> [Exercise goal]:
A single number is required: how many lines in the records below contain "application".

Start of Excerpted data

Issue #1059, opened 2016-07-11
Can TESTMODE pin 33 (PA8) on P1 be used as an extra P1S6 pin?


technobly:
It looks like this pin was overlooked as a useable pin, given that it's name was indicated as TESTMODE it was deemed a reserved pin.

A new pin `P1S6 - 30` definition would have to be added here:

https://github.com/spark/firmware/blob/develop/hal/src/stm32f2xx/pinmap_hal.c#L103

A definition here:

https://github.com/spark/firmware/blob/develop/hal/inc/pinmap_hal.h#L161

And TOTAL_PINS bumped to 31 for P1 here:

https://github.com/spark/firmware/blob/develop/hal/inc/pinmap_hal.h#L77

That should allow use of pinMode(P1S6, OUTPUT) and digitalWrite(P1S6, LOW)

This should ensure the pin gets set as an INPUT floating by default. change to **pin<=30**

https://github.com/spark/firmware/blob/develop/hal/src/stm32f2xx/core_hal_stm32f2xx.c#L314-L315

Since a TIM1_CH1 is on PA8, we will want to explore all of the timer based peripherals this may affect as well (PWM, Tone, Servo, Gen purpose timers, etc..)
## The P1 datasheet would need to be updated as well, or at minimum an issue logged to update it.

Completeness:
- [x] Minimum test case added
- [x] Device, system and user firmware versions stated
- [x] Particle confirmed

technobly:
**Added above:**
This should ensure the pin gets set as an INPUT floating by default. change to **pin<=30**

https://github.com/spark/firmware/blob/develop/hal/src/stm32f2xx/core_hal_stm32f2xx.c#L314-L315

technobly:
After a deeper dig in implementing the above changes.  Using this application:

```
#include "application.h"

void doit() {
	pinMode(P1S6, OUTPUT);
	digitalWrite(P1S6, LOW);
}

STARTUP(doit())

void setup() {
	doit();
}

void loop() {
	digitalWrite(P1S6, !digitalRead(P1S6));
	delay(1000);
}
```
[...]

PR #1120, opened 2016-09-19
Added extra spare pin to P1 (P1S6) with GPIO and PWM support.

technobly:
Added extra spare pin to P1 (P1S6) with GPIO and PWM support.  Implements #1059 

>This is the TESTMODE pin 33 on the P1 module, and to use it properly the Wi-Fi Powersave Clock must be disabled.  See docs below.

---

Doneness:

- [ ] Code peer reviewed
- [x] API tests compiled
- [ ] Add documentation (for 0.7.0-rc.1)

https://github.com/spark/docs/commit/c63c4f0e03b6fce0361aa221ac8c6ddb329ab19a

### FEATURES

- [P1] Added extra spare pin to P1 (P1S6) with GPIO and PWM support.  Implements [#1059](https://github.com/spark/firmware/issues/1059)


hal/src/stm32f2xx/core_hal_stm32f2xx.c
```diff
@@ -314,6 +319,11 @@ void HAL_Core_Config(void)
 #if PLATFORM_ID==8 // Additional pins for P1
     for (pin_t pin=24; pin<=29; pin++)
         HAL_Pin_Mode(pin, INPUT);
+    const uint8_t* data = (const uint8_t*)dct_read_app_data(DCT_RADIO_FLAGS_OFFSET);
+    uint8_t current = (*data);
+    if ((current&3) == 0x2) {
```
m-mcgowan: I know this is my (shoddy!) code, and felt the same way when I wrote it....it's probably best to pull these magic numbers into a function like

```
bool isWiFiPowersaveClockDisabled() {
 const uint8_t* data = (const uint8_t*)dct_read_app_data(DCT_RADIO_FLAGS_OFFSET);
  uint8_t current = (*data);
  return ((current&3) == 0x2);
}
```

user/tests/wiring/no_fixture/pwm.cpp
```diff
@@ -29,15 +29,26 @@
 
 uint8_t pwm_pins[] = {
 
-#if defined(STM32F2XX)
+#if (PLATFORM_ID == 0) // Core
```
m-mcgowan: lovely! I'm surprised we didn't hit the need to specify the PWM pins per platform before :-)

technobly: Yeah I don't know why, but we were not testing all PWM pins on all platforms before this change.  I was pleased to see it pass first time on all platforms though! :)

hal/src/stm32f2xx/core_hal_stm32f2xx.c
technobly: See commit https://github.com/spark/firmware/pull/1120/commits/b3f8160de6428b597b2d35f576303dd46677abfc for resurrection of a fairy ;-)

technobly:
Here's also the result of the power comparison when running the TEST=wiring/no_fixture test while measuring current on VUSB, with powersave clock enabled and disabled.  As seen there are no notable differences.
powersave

End of Excerpted data

> [Answer box]:
2